I've got two similar implementations (java and c++) for a trivial algorithm like the selection sort.
public interface SortingAlgorithm {
public void sort(int[] a);
}
public class SelectionSort implements SortingAlgorithm {
@Override
public void sort(int[] a) {
for (int i = 0; i < a.length; i++) {
int lowerElementIndex = i;
for (int j = i + 1; j < a.length; j++) {
if (a[j] < a[lowerElementIndex]) {
lowerElementIndex = j;
}
}
swap(a, lowerElementIndex, i);
}
}
private void swap(int[] a, int i, int j) {
if (i == j) {
return;
}
int temp = a[i];
a[i] = a[j];
a[j] = temp;
}
}
and the c one:
inline void swap(int* a, int i, int j);
void s_sort(int* a, int size) {
int i;
for (i = 0; i < size; i++) {
int lowerElementIndex = i, j;
for (j = i + 1; j < size; j++) {
if (a[j] < a[lowerElementIndex]) {
lowerElementIndex = j;
}
}
swap(a, lowerElementIndex, i);
}
}
inline void swap(int* a, int i, int j) {
if (i == j) {
return;
}
int temp = a[i];
a[i] = a[j];
a[j] = temp;
}
Now, I tried testing them on a large array (100000 random int). The results at first were java: ~17 sec (compiled and executed with oracle jdk/jvm) c: ~22 sec (compiled with gcc v4.8 without any optimization)
Of course, i then tried to optimize my c version through cflags. The results are(I'm reporting cflags only): -O1: ~18.4
-O2: ~18.4
-O{3-9}: ~20.9
Now, my first question is which cflacs should I use to compile?
So I read the gnu manual about optimizations. Adding -march=native didn't helped. After some time spent trying other options, I came into -fprofile-arcs option. Adding it to my flags made my code finish its test in about 11 seconds! However some files appeared in my folders: the results of the profiling. As I understand, I should use them with -fbranch-probabilities and recompile the code. Recompiling results again in ~18.5 sec.
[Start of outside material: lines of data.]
PR #168, opened 2022-12-15
[MT-86]:(feature) Drive file cache manager

PixoDev:
Implemented File cache manager, a system that given a directory maintains only the most recently used files that doesn't exceeds the given configurated limits

### DIFF
--- a/src/services/common/filesystem/fileCacheManager.spec.ts
+++ b/src/services/common/filesystem/fileCacheManager.spec.ts
@@ -1,0 +1,195 @@
+import fileSystemService from '@internxt-mobile/services/FileSystemService';
+import { ReadDirItem } from 'react-native-fs';
+import { FileCacheManager, FileCacheManagerConfig } from './fileCacheManager';
+
+jest.mock('@internxt-mobile/services/FileSystemService', () => {
+  return {
+    exists: jest.fn(),
+    readDir: jest.fn(),
+    getDirSize: jest.fn(),
+    statRNFS: jest.fn(),
+    moveFile: jest.fn(),
+    touch: jest.fn(),
+    unlinkIfExists: jest.fn(),
+  };
+});
+
+const mockedFs = jest.mocked(fileSystemService);
+const fileCacheManagerFactory = (config?: Partial<FileCacheManagerConfig>) =>
+  new FileCacheManager({
+    directory: '/cache',
+    maxFileSizeToCacheInBytes: 1024 * 1024 * 50,
+    maxSpaceInBytes: 1024 * 1024 * 500,
+    ...config,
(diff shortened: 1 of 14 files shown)


src/services/common/filesystem/fileCacheManager.spec.ts
```diff
@@ -0,0 +1,197 @@
...
+    it('Should fail if the cache manager is not initialized', () => {
+      sut.cacheFile('/non_cached', 'hi.png').catch((err) => {
+        expect(err).toBeTruthy();
+      });
+    });
+
+    it('Should fail if the directory does not exists', async () => {
+      mockedFs.exists.mockImplementationOnce(async () => false);
+      mockedFs.getDirSize.mockImplementationOnce(async () => 1);
+      sut.init().catch((err) => expect(err).toBeTruthy());
```
sg-gs, line 41: is better to match it against the expected error, not just assume that the error thrown is the desired error. 

Therefore, create a class for each custom error of the cache, then check if the error is an instance of the expected error.

src/services/common/filesystem/fileCacheManager.spec.ts
```diff
@@ -0,0 +1,197 @@
...
+describe('File Cache Manager', () => {
+  describe('When initializing the file cache manager', () => {
+    let sut: FileCacheManager = fileCacheManagerFactory();
+    beforeEach(() => {
+      sut = fileCacheManagerFactory();
+      jest.restoreAllMocks();
+    });
+    it('Should fail if the cache manager is not initialized', () => {
+      sut.cacheFile('/non_cached', 'hi.png').catch((err) => {
+        expect(err).toBeTruthy();
```
sg-gs, line 34: same here

src/services/common/filesystem/fileCacheManager.spec.ts
```diff
@@ -0,0 +1,197 @@
...
+        mtime: Date.now(),
+        mode: 0,
+        path: '/non_cached/hi.png',
+        originalFilepath: '/non_cached/hi.png',
+        isFile: () => true,
+        isDirectory: () => false,
+      }));
+
+      const { cached } = await sut.cacheFile('/non_cached', 'hi.png');
+      expect(mockedFs.unlinkIfExists).toBeCalledTimes(2);
```
sg-gs, line 192: Could be improved a bit if the params for each call to `unlinkIfExists` is matched against the expected params. 

That match will virtually discard all side-effects that this test could face - like unlinking not the oldest files always, which will be a false positive case -.

sg-gs (changes requested):

sg-gs (approved):

PR #170, opened 2022-12-23
[_]:(fix) Avoid photo name collision in the local db

PixoDev:
Fixes a corner case where the same Photo can be inserted in the db twice, happens when:

1. We begin the sync process
2. We pull the photo from the server, but the photo in the device is already in the sync queue
3. The photo is already in the local db, but we check it agains the server since when we checked before against the local db, the Photo was not yet in the local DB
4. Photos server says the photo exists and gives us the Photo
5. We try to insert the Photo, but is alreay in the localDB causing a constraint violation in SQlite (not anymore with this PR)

### DIFF
--- a/src/services/photos/database/photosLocalDB.ts
+++ b/src/services/photos/database/photosLocalDB.ts
@@ -119,26 +119,14 @@ export class PhotosLocalDB {
 
   public async savePhotosItem(photo: Photo) {
     this.log('Saving photos item');
-    const photoExists = await this.getSyncedPhotoByPhotoId(photo.id);
-    if (photoExists) {
-      this.log('Photos item already exists, skipping insert');
-      await sqliteService.executeSql(PHOTOS_DB_NAME, deviceSyncTable.statements.updatePhotoById, [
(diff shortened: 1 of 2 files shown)


sg-gs:
Does this replacement affect the metadata in any use case where the photo is somewhat updated but the old version of the photo with old metadata persists in the local database?

PixoDev:
> Does this replacement affect the metadata in any use case where the photo is somewhat updated but the old version of the photo with old metadata persists in the local database?

We identify a Photo as unique in the backend using the PhotoID, but in mobile we don't have a PhotoID to match the device photos, so we use the name (thats why is unique in the table). As far as the PhotoID doesn't change, any update to a row with metadata changes (like the name, or the modifiedAt field) will update the row. This PR aims to fix the cases where there are a constraint conflict, but doesn't prevent us from updating the row.

Anyways right now, you can't update a Photo metadata, we would need a system to pull the "last updated photos" from the server, Mega uses an interesting system called sync heartbeat that ping the server and asks for updates if there's one

PR #171, opened 2022-12-27
[MT-77]:(feature) Enable/disable Photos sync from settings

PixoDev:
Enable or disable the Photos sync

### DIFF
--- a/src/contexts/Photos/Photos.context.tsx
+++ b/src/contexts/Photos/Photos.context.tsx
@@ -1,11 +1,14 @@
+import asyncStorageService from '@internxt-mobile/services/AsyncStorageService';
 import errorService from '@internxt-mobile/services/ErrorService';
 import photos from '@internxt-mobile/services/photos';
 import { photosLogger } from '@internxt-mobile/services/photos/logger';
 import { photosUtils } from '@internxt-mobile/services/photos/utils';
+import { AsyncStorageKey } from '@internxt-mobile/types/index';
 import { PhotosItem, PhotosSyncStatus } from '@internxt-mobile/types/photos';
 import * as MediaLibrary from 'expo-media-library';
 import React, { useEffect, useRef, useState } from 'react';
 import { DataProvider } from 'recyclerlistview';
+
 import { startSync } from './sync';
 
 export interface PhotosContextType {
@@ -13,6 +16,10 @@ export interface PhotosContextType {
   uploadedPhotosItems: PhotosItem[];
   syncedPhotosItems: PhotosItem[];
   ready: boolean;
+  syncEnabled: boolean;
+  enableSync: (
+    enable: boolean,
+  ) => Promise<{ canEnable: boolean; enabled: boolean; permissionsStatus: MediaLibrary.PermissionStatus }>;
   start: () => Promise<void>;
   getPhotosItem: (name: string) => PhotosItem | undefined;
   selection: {
@@ -48,6 +55,14 @@ export const PhotosContext = React.createContext<PhotosContextType>({
     const r2Key = `${r2.name}-${r2.takenAt}`;
     return r1Key !== r2Key;
   }),
+  enableSync: async () => {
+    return {
+      canEnable: false,
+      enabled: false,
+      permissionsStatus: MediaLibrary.PermissionStatus.UNDETERMINED,
+    };
+  },
+  syncEnabled: true,
   uploadProgress: 0,
   refresh: () => Promise.reject('Photos context not ready'),
   removePhotosItems() {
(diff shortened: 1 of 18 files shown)


src/store/slices/auth/index.ts
```diff
@@ -168,11 +168,19 @@ export const refreshTokensThunk = createAsyncThunk<void, void, { state: RootStat
     try {
       const currentAuthToken = await asyncStorageService.getItem(AsyncStorageKey.PhotosToken);
       if (!currentAuthToken) throw new Error('Auth token not found');
-      const { newToken, token } = await authService.refreshAuthToken(currentAuthToken);
+      const refreshed = await authService.refreshAuthToken(currentAuthToken);
 
+      if (!refreshed) {
```
PixoDev, line 173: Not sure about this one, if we are unable to refresh the tokens (network request failed, 504 server error, or simply an error different than a 401) we don't logout the user since we assume the token can still be valid, otherwise this will logout us in cases such poor network conditions and being unable to communicate with the server. Anyways the old tokens are still "valid" based on their expirations.

So should we assume any API error should sign out the user or only the 401 ones?

src/contexts/Photos/Photos.context.tsx
```diff
@@ -131,12 +145,37 @@ export const PhotosContextProvider: React.FC = ({ children }) => {
...
 
+  async function checkShouldEnableSync() {
+    const permissionStatus = await permissions.getPermissionsStatus();
+
+    // No permissions, disable the sync
+    if (
+      permissionStatus === MediaLibrary.PermissionStatus.UNDETERMINED ||
+      permissionStatus === MediaLibrary.PermissionStatus.DENIED
+    ) {
+      setSyncEnabled(false);
```
sg-gs, line 168: I would set this flag on the thenable promise after calling `checkShouldEnableSync` as the method name does not suggest that the responsibility of the function is setting anything rather than just checking if the sync should be enabled or not. 

Therefore, you will be following SRP

src/contexts/Photos/Photos.context.tsx
```diff
@@ -131,12 +145,37 @@ export const PhotosContextProvider: React.FC = ({ children }) => {
...
+
+      return false;
+    }
+
+    const isEnabled = (await asyncStorageService.getItem(AsyncStorageKey.PhotosSyncEnabled)) === 'true';
```
sg-gs, line 173: Any change of the format of how the asyncStorageService stores if the photos sync is enabled or not would affect all the code that checks against a string. I suggest hiding this check behind a method from the asyncStorageService like:

`asyncStorageService.isPhotosSyncEnabled() -> boolean`

Thus you have more flexibility to change the format, the key name or anything else in the future.

src/contexts/Photos/Photos.context.tsx
```diff
@@ -188,11 +227,84 @@ export const PhotosContextProvider: React.FC = ({ children }) => {
...
+      setSyncEnabled(false);
+      // We only can save strings in the async storage
+      await asyncStorageService.saveItem(AsyncStorageKey.PhotosSyncEnabled, 'false');
+      return {
+        canEnable: false,
+        enabled: false,
+        permissionsStatus,
+      };
+    }
+    // We only can save strings in the async storage
```
sg-gs, line 247: Same here, hiding it behind the asyncStorageService could be a better idea

src/screens/PhotosPermissionsScreen/index.tsx
```diff
@@ -24,9 +45,14 @@ function PhotosPermissionsScreen({ navigation }: PhotosScreenProps<'PhotosPermis
   ];
 
   useEffect(() => {
-    photosCtx.permissions.getPermissionsStatus().then((permissions) => {
-      setPermissions(permissions);
-    });
+    photosCtx.permissions
+      .getPermissionsStatus()
+      .then((permissions) => {
+        setPermissions(permissions);
```
sg-gs, line 51: This is a good example of applying SRP, `getPermissions` gives the permissions and another function is responsible for handling that information in any use-case desired way.

src/store/slices/auth/index.ts
sg-gs: We should not, just 401.

sg-gs (changes requested):

src/contexts/Photos/Photos.context.tsx
```diff
@@ -131,12 +144,42 @@ export const PhotosContextProvider: React.FC = ({ children }) => {
     }),
   );
 
+  useEffect(() => {
+    checkShouldEnableSync()
```
sg-gs, line 148: For future references and in order to avoid code duplication, you can pipe promises to avoid callback hells:

`checkShouldEnableSync()
      .then((enabled) => {
        return asyncStorageService.savePhotosSyncIsEnabled(enabled)
      })
       .then(() => setSyncEnabled(enabled))
      .catch((error) => {
        reportError(error);
      });`

src/services/AsyncStorageService.ts
```diff
@@ -21,6 +21,14 @@ class AsyncStorageService {
     });
   }
 
+  async photosSyncIsEnabled() {
+    return (await this.getItem(AsyncStorageKey.PhotosSyncEnabled)) === 'true' ? true : false;
```
sg-gs, line 25: return the comparation directly: 
`return (await this.getItem(AsyncStorageKey.PhotosSyncEnabled)) === 'true'`

sg-gs (changes requested):

sg-gs (approved):

PR #173, opened 2023-01-11
[MT-99]:(feature) EAS update configuration

PixoDev:
Allow OTA updates using EAS services with expo updates

https://docs.expo.dev/eas-update/introduction/


ios/Internxt.xcodeproj/xcshareddata/xcschemes/Internxt.xcscheme
```diff
@@ -41,7 +41,7 @@
       </Testables>
    </TestAction>
    <LaunchAction
-      buildConfiguration = "Debug"
+      buildConfiguration = "Release"
```
sg-gs, line 44: is this intentional?

ios/Internxt/AppDelegate.mm
```diff
@@ -0,0 +1,166 @@
+#import "AppDelegate.h"
```
sg-gs, line 1: Please add a link reference to this source code or documentation if its own-made if possible

sg-gs (approved):

ios/Internxt/AppDelegate.mm
PixoDev: this code is boilerplate only

ios/Internxt.xcodeproj/xcshareddata/xcschemes/Internxt.xcscheme
PixoDev: those changes are auto generated from `expo prebuild` command, is not intentional but is not something we can prevent

PR #174, opened 2023-01-17
[MT-90]:(feature) New Drive preview for images, videos and PDFs

PixoDev:
### **Description**

This PR contains updated UI and UX flow for Drive files downloading.

Related Figma Desing: https://www.figma.com/file/x7HdCqjvZGFiWZ9fKXb1vy/Drive-Mobile?node-id=5088%3A39988&t=nqx9L5qK8u3XlVH4-1

### Implementation

A new screen is pushed to the navigator once the file download starts, the new screen called DrivePreviewScreen shows:

- Basic information of the file (name, mtime...)
- Icon referencing the file type
- A progress bar with a progress message

Once the file is downloaded the UI can either:

- Show a "no preview associated" mode and suggest the user to open the file in another app
- Display the file preview. Allowed previews right now are Images (png, jpg, jpeg, heic), videos (mov, mp4, avi) and pdf files


src/hooks/useDriveItem.ts
```diff
@@ -65,6 +76,8 @@ const useDriveItem = (props: UseDriveItemProps) => {
     thunk.then(() => {
       setIsDisabled(false);
     });
+
+    navigation.navigate('DrivePreview');
```
sg-gs, line 80: Use enums for this instead of hardcoded strings. Therefore, in the future, if some alias, ID or something else changes, there is just one change required: on the enum

src/screens/drive/DriveFolderScreen/DriveFolderScreen.tsx
```diff
@@ -78,17 +78,31 @@ export function DriveFolderScreen({ navigation }: DriveScreenProps<'DriveFolder'
...
+        openFileViewer: false,
       }),
     );
     const downloadAbort = () => {
       thunk.abort();
     };
 
     drive.events.setDownloadAbort(downloadAbort);
+
+    navigation.navigate('DrivePreview');
```
sg-gs, line 90: same here

src/screens/drive/DrivePreviewScreen/DrivePreviewScreen.tsx
```diff
@@ -0,0 +1,248 @@
...
+  };
+
+  const handleOpenFileWith = async (filename: string, downloadedFilePath: string) => {
+    try {
+      await fs.shareFile({
+        title: filename,
+        fileUri: downloadedFilePath,
+      });
+    } catch (error) {
+      errorService.reportError(error);
```
sg-gs, line 115: This reports just to Sentry or is notified via UI too?

src/screens/drive/DrivePreviewScreen/DrivePreviewScreen.tsx
```diff
@@ -0,0 +1,248 @@
...
+        />
+      );
+    }
+
+    // Render a video preview
+    if (downloadingFile.downloadedFilePath && hasVideoPreview && generatedThumbnail) {
+      return <DriveVideoPreview thumbnail={generatedThumbnail?.path} source={downloadingFile.downloadedFilePath} />;
+    }
+
+    // Render a PDF preview
```
sg-gs, line 212: better use a boolean called: 
`const renderPdfPreview = downloadingFile.downloadedFilePath && hasPdfPreview`
in order to avoid comments as code should be as self-explanatory as possible

sg-gs (changes requested):

src/hooks/useDriveItem.ts
PixoDev: This is typed, is not an enum but the argument is restricted to keyof RootStackParamList, which means you can use another string but TS will complain, making an enum for this doesnt make sense for me since this is already typed and has restricted values

src/screens/drive/DrivePreviewScreen/DrivePreviewScreen.tsx
PixoDev: Just to Sentry, adding UI feedback

sg-gs (approved):

PR #175, opened 2023-01-18
[MT-94]:(feature) Photos remote sync manager implementation

PixoDev:
### Description

This PR adds a new system that takes care to sync the Photos we already have in the cloud with the user device. We do this in order to avoid asking the server if the photos are already synced.

More info can be found here: https://inxt.atlassian.net/browse/MT-94

### Implementation

- PhotosRemoteSyncManager
A system that takes care of pulling all the Photos. Each photo is first stored in the RealmDB, once is stored a preview check is made, if no local preview is found, a preview is downloaded.

Now before starting the localSync, the remoteSync needs to finish first, with this we achieve:

- No race conditions, since we know all the Photos that are already synced before starting the sync
- More feedback for the current sync stage


app.config.ts
```diff
@@ -34,14 +33,13 @@ const appConfig: ExpoConfig & { extra: AppEnv & { NODE_ENV: AppStage; RELEASE_ID
   assetBundlePatterns: ['**/*'],
   runtimeVersion: packageJson.version,
   ios: {
+    jsEngine: 'jsc',
```
sg-gs, line 36: we run on Android in Hermes and on IOS in JSC then, isn't it?

PixoDev: correct, at least for now, Hermes works very well with low end devices on Android

src/contexts/Photos/Photos.context.tsx
```diff
@@ -198,33 +207,26 @@ export const PhotosContextProvider: React.FC = ({ children }) => {
...
-    if (existsSynced) return;
-    syncedPhotosItems.current.push(photosItem);
 
+  async function onRemotePhotosSynced() {
+    const syncedPhotos = await photos.realm.getSyncedPhotos();
+    syncedPhotosItems.current = syncedPhotos.map((syncedPhoto) => photos.utils.getPhotosItem(syncedPhoto));
     setPhotosInLocalDB(syncedPhotosItems.current.length);
     const mergedPhotosItems = photosUtils.mergePhotosItems(devicePhotosItems.current.concat(syncedPhotosItems.current));
     setDataSource(
       new DataProvider(function (r1, r2) {
```
sg-gs, line 227: what is `r1`, what is `r2`?

src/contexts/Photos/Photos.context.tsx
```diff
@@ -319,34 +327,44 @@ export const PhotosContextProvider: React.FC = ({ children }) => {
...
+      setPhotosInRemote(totalPhotosInRemote);
       const mergedPhotosItems = photosUtils.mergePhotosItems(
         devicePhotosItems.current.concat(syncedPhotosItems.current),
       );
 
       setDataSource(
         new DataProvider(function (r1, r2) {
-          const r1Key = `${r1.name}-${r1.takenAt}`;
-          const r2Key = `${r2.name}-${r2.takenAt}`;
+          const r1Key = getListKey(r1);
```
sg-gs, line 359: same here

src/helpers/services.ts
```diff
@@ -17,3 +17,6 @@ export class NotInitializedServiceError extends Error {
     this.message = `${this.service} not initialized in ${where}, check the stacktrace for more info`;
   }
 }
+
+// Waits x ms before resolving, useful to avoid RN bridge message collapse
+export const sleep = async (sleepTimeInMs: number) => new Promise((resolve) => setTimeout(resolve, sleepTimeInMs));
```
sg-gs, line 22: `async` is not required here

src/services/photos/database/photosRealmDB.ts
```diff
@@ -0,0 +1,170 @@
...
+};
+export class PhotosRealmDB {
+  private _realm: Realm | null = null;
+  private logger: BaseLogger = new BaseLogger({
+    tag: 'PHOTOS_REALM_DB',
+    enabled: false,
+  });
+
+  async init() {
+    this._realm = await Realm.open({
```
sg-gs, line 54: private is enough to make it private, using the `_something` convention is just for pure-JS code which wants to make it private as until [ES2022](https://betterprogramming.pub/es2022-a-complete-guide-on-private-static-class-fields-methods-and-static-initialization-blocks-f12943a86b2d) you were not able to make something private in a class

src/services/photos/database/photosRealmDB.ts
```diff
@@ -0,0 +1,170 @@
...
+      deleteRealmIfMigrationNeeded: true,
+    });
+
+    this.logger.info('Photos Realm DB is ready');
+  }
+
+  clear() {
+    if (!this._realm) return;
+    this.realm.write(() => {
+      this.realm.deleteAll();
```
sg-gs, line 65: what if this fails?

src/services/photos/database/photosRealmDB.ts
```diff
@@ -0,0 +1,170 @@
...
+    });
+
+    fs.unlinkIfExists(this.realm.path);
+  }
+
+  private get realm() {
+    if (!this._realm) throw new Error('No connection open, call init() first');
```
sg-gs, line 72: If you are not doing something special before getting `this.realm` or this property is virtual, which is not, there is no need to make this private and provide a getter after. 

Also, if you have access to the underlying persistence technology, the coupling will appear for sure. I would suggest using the Repository pattern that we use on the server side which forces you to decouple the persistence layer (get, find, etc) from the concrete implementation (Realm, SQLite, etc)

src/services/photos/database/photosRealmDB.ts
```diff
@@ -0,0 +1,170 @@
...
+
+    return this._realm as Realm;
+  }
+
+  public async saveDevicePhotos(devicePhotos: Asset[]) {
```
sg-gs, line 77: `async` is not required here. Also, I suppose that you are not waiting for the write operation to finish here, intentionally.

src/services/photos/database/photosRealmDB.ts
```diff
@@ -0,0 +1,170 @@
...
+            devicePhotoJSON: JSON.stringify(devicePhoto),
+            takenAt: new Date(devicePhoto.creationTime),
+          },
+          Realm.UpdateMode.All,
+        );
+      });
+    });
+  }
+
+  public async savePhotosItem(photo: Photo, getQueryTime = false) {
```
sg-gs, line 93: `async` not required here too

src/services/photos/database/photosRealmDB.ts
```diff
@@ -0,0 +1,170 @@
...
+    return docs.map(this.parseObject);
+  }
+
+  private parseObject(object: Realm.Object) {
+    const serialized = object.toJSON() as PhotoDoc;
+    return JSON.parse(serialized.photoJSON) as Photo;
+  }
+
+  // eslint-disable-next-line @typescript-eslint/no-explicit-any
+  private parseFirst(objects: Realm.Results<any>) {
```
sg-gs, line 164: using `unknown` will be more semantic and may allow you to remove the `eslint-disable` line

src/services/photos/network/PhotosNetworkManager.ts
```diff
@@ -48,28 +48,29 @@ export class PhotosNetworkManager implements RunnableService<PhotosNetworkManage
...
-            this.addOperation({
-              ...task,
-              retries: task.retries + 1,
-            });
-            next(err, null);
-          }
-        });
+      try {
+        const result = await this.processUploadOperation(task);
+        await sleep(100);
```
sg-gs, line 59: why?

src/services/photos/network/PhotosNetworkManager.ts
```diff
@@ -48,28 +48,29 @@ export class PhotosNetworkManager implements RunnableService<PhotosNetworkManage
   }
 
   private createQueue() {
-    const queue = async.queue<PhotosNetworkOperation, Photo | null, Error>((task, next) => {
+    const queue = async.queue<PhotosNetworkOperation, Photo | null, Error>(async (task, next) => {
```
sg-gs, line 51: Mixing callbacks and async is dangerous

src/services/photos/network/PhotosNetworkManager.ts
```diff
@@ -144,6 +147,11 @@ export class PhotosNetworkManager implements RunnableService<PhotosNetworkManage
    */
   public async processUploadOperation(operation: PhotosNetworkOperation): Promise<OperationResult | null> {
     this.onUploadStartCallback(operation.photosItem);
+    const stopIfAborted = () => {
+      if (this.isAborted) {
```
sg-gs, line 151: if is already aborted, why throw the abort error again? Is [AbortController](https://developer.mozilla.org/en-US/docs/Web/API/AbortController) available in RN? This pattern is browser-native and provides a signal handled internally to check if is already been aborted.

src/services/photos/sync/devicePhotosScanner/devicePhotosScanner.ts
```diff
@@ -73,13 +73,17 @@ export class DevicePhotosScannerService extends RunnableService<DevicePhotosScan
     this.updateStatus(DevicePhotosScannerStatus.PAUSED);
   }
 
-  public hasFinished() {
-    return this.status === DevicePhotosScannerStatus.COMPLETED;
+  public get hasFinished() {
```
sg-gs, line 76: nice getter usage

src/services/photos/sync/photosRemoteSyncManager/photosRemoteSyncManager.ts
```diff
@@ -0,0 +1,201 @@
...
+    } catch (err) {
+      this.logger.error(`Preview download failed ${(err as Error).message}`);
+
+      // Retry the preview download, or fail, we cannot wait for all the previews
+      // to be downloaded, since we don't save the failed ones, we just retry the task
+      // if no success, we will go to the next Photos page ignoring the failed ones
+      // Note that No preview is not the same as no photo in the view, the photo and the
+      // metadata will appear, but not the preview image. GalleryItem component has a mechanism
+      // to detect failing previews and retry the download
+      if (task.retries < MAX_PREVIEW_DOWNLOAD_RETRIES) {
```
sg-gs, line 95: Should we retry and stop the next previews to load or just re-queue this task again? A nice discussion can be made here. This failure can make the sync always slower if the same preview needs always all the retries.

src/services/photos/usage/photosUsage.service.ts
```diff
@@ -6,6 +6,11 @@ export class PhotosUsageService {
     const { usage } = await this.sdk.photos.photos.getUsage();
     return usage;
   }
+
+  // Get total count of photos
+  public async getCount() {
```
sg-gs, line 11: `async` not required here

sg-gs (changes requested):

sg-gs:
As we are changing the persistence layer of the sync mechanism, I am going to be more precise with the changes and how they are added to the codebase @PixoDev

src/services/photos/database/photosRealmDB.ts
PixoDev: null is returned

src/services/photos/sync/photosRemoteSyncManager/photosRemoteSyncManager.ts
PixoDev: retrys always go to the end of the queue, so they will be retried once we finish with the other ones

src/services/photos/database/photosRealmDB.ts
PixoDev: actually RealmDB is sync, so the async should be removed

src/services/photos/network/PhotosNetworkManager.ts
PixoDev: yes is available, should move this to `abortController.signal.aborted`

Could happen that when we abort the system, and empty the queue, a task will be still being processed, for that case this is used, since not all the operations support aborts. For example the generate preview operation cannot be aborted, but we can check if the system is aborted before commiting

src/contexts/Photos/Photos.context.tsx
PixoDev: row1, row2, bad naming I aggree.

This function compares "what is different" to detect if we should render again or not

src/services/photos/database/photosRealmDB.ts
sg-gs: Go then

src/services/photos/database/photosRealmDB.ts
sg-gs: Here too

src/services/photos/usage/photosUsage.service.ts
```diff
@@ -6,6 +6,11 @@ export class PhotosUsageService {
     const { usage } = await this.sdk.photos.photos.getUsage();
     return usage;
   }
+
+  // Get total count of photos
```
sg-gs, line 10: Remove this comment and change the naming if is not clear, otherwise use JSDoc syntax

sg-gs (changes requested):

sg-gs (approved):

PR #178, opened 2023-01-30
Fix/profile avatar caching

PixoDev:
Cache avatar image correctly so we don't need to download it every time


sg-gs (approved):
Are we refreshing the avatar just when the avatar UUID key changes? That will be the optimum strategy to do that as we are doing on the web app.

PR #41, opened 2024-11-14
Implementation of Rgba8 type

### LINKED ISSUE #24: Rgba8
Packed u8 color type

raphlinus:
Adds Rgba8 type and some conversions and formatting.

This PR also changes the serialization of srgb to use the color function. If legacy RGB serialization is desired, the client can convert to Rgba8 first.

Closes #24.

### DIFF
--- a/color/src/color.rs
+++ b/color/src/color.rs
@@ -6,7 +6,7 @@
 use core::any::TypeId;
 use core::marker::PhantomData;
 
-use crate::{ColorSpace, ColorSpaceLayout, ColorSpaceTag, Oklab, Oklch};
+use crate::{ColorSpace, ColorSpaceLayout, ColorSpaceTag, Oklab, Oklch, Rgba8, Srgb};
 
 #[cfg(all(not(feature = "std"), not(test)))]
 use crate::floatfuncs::FloatFuncs;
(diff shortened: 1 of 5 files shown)


raphlinus:
I'm pushing this partly for discussion. There's not a huge amount of functionality attached to the new type - maybe that's a good thing, we should encourage all actual manipulation (including parsing) to happen in with the f32-based types.

waywardmonkeys (approved):
I don't even see anything worth discussing offhand. Seems reasonable.

I guess the one thing might be if we wanted to have an `Rgb8` without alpha, but I don't think that's necessary and if it was, experiment with it in the codebase that needs it.

The one thing that I see that might be missing is a `to_premul_u32` method like `peniko::Color` has (and that Vello uses). But Vello can also just do that math on its own...

tomcur:
> This PR also changes the serialization of srgb to use the color function. If legacy RGB serialization is desired, the client can convert to Rgba8 first.

I believe that follows the spec, which does that _unless_ the color was constructed directly from a named color or from a named color space ([if I'm reading this correctly](https://www.w3.org/TR/css-color-4/#serializing-sRGB-values) – note it excludes the `color` function). The named color space functions that map to RGB clamp during parse-time according to the spec, so can be represented as legacy RGB when serialized.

And this is what I really want to ask.
How is it possible for my program to run so fast if it has to write files and collect profiling information and instead it runs 1.5 times slower when it hasn't?
I forgot to mention that I'm on an old PC with a Intel Celeron @2.8GHz processor and linux (fedora 20 with xfce) installed. If you need other information about the hardware just ask! ;)
Edit: The code I use for the test is:
Java:
public class Test {
public static void main(String[] args) {
int[] a = new int[100000];
int[] a2 = new int[100000];
for (int i = 0; i < a.length; i++) {
a[i] = (int)(Math.random()*100000);
a2[i] = a[i];
}
SelectionSort s = new SelectionSort();
InsertionSort s1 = new InsertionSort();
double start = System.nanoTime();
s.sort(a);
double end = System.nanoTime();
double time = (end-start)/1000000000.0;
System.out.println("Selection: "+time);
start = System.nanoTime();
s1.sort(a2);
end = System.nanoTime();
time = (end-start)/1000000000.0;
System.out.println("Insertion: "+time);
}
}
And the c:
#include "insertion_sort.h"
#include "selection_sort.h"
#include <time.h>
#include <stdlib.h>
#include <stdio.h>
#include <string.h>
int main() {
int max = 100000, i;
srand(time(NULL));
int array[100000], array2[100000];
for(i=0; i<100000; i+=1) {
array[i] = rand()%100000;
}
memcpy(array2, &array[0], 100000 * sizeof(int));
clock_t inizio = clock();
s_sort(array, max);
clock_t fine = clock();
float tempoEsecuzione = (float)(fine - inizio) / CLOCKS_PER_SEC;
printf("Selection: %2.3f\n", tempoEsecuzione);
inizio = clock();
i_sort(array2, max);
fine = clock();
tempoEsecuzione = (float)(fine - inizio) / CLOCKS_PER_SEC;
printf("Insertion: %2.3f\n", tempoEsecuzione);
return 0;
}
The code contains references to a insertion sort function that I haven't included in the rest of the question because (as expected) java run slower that c.